PR #2044, opened 2022-08-17
Add Fediverse, Matrix and XMPP social links

### LINKED ISSUE #1981: Add "Fediverse" social link
Right now we offer "Mastodon", but Mastodon is not the Fediverse. While a part of me wants to remove the "Mastodon" option completely, because Mastodon is a piece of software, not a network, many people mistakenly call the Fediverse "Mastodon", so I'll leave it and encourage people to use a new "Fediverse" option instead.

rotmoded:
Fixes #1981 

Removed roundedness from icons in frontend too, they only cut of parts of perfectly square icons.


gabek:
I didn't think of Matrix and XMPP, those are great additions I'm sure people will appreciate. Thank you so much!

PR #2047, opened 2022-08-18
Change validation in social link modal to URI over URL

rotmoded:
This goes along with my last commit (#2044), in order to accept adding of XMPP (and in the future other) URIs in social links instead of just http/https URLs.

### DIFF
--- a/web/utils/uris.ts
+++ b/web/utils/uris.ts
@@ -1,0 +1,3 @@
+export default function isValidURI(uri: string): boolean {
+  return uri.includes(':');
+}
--- a/web/utils/uris.ts
+++ b/web/utils/uris.ts
@@ -1,3 +1,28 @@
 export default function isValidURI(uri: string): boolean {
-  return uri.includes(':');
+  if (uri.includes(':')) {
+    const splittedURI = uri.split(':', 2);
+    if (
+      splittedURI[0] === ''
+    ) {
+      return false;
+    } else if (
+      splittedURI[1] === ''
+    ) {
+      return false;
+    } else if (
+      splittedURI[0] === 'http' ||
+      splittedURI[0] === 'https'
+    ) {
+      if (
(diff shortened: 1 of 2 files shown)


web/utils/uris.ts
```diff
@@ -0,0 +1,3 @@
+export default function isValidURI(uri: string): boolean {
+  return uri.includes(':');
```
gabek: Maybe we can also check for a top level domain. Right now if somebody types `https:` it'll be seen as a completely valid input.

rotmoded:
Ok, I've added a couple more checks in the validator :) hopefully this is good. I don't actually know typescript/javascript so apologies if it's a little bit of a spaghetti, I would usually use pattern matching for something like this.... I've tested the function thoroughly enough I hope.

rotmoded:
Please let me know if you would like me to squash everything to cf56edb

gabek:
Just to let you know I haven't forgotten about this PR, I was just going to look around to see if there's some more concise way we can perform this validation without the explicit string parsing. Seems like this might be in the standard library somewhere but I haven't yet looked for it.

rotmoded:
I looked in the standard library already and I could not find a URI type. I found some libraries but none of them implement validation at all or like this, as there are so many types of URI and possible validation rules for each type. The closest I have been able to find are parsers to make URI types, in which the validation would need to be implemented in a similar way to it has already been done with the string type. This is probably the most efficient way to do it in this case and it seems to fit the requirements. If you want I could make the control flow make it go through a URL specific validator (probably just use the existing isvalidurl lmao) if http(s) is detected instead of the manual validation I've done. Anyways sorry this should be a trivial issue lol

gabek:
Sorry about that. I went ahead and split up xmpp, matrix and http validation just to keep things cleaner. I'm going to go ahead and close this PR.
※ ※ ※
- The problem -
Exactly as written, repeat each line from the beginning of the data above to the line containing "### LINKED ISSUE", inclusive.

- Exercise answer -
PR #2044, opened 2022-08-17
Add Fediverse, Matrix and XMPP social links

### LINKED ISSUE #1981: Add "Fediverse" social link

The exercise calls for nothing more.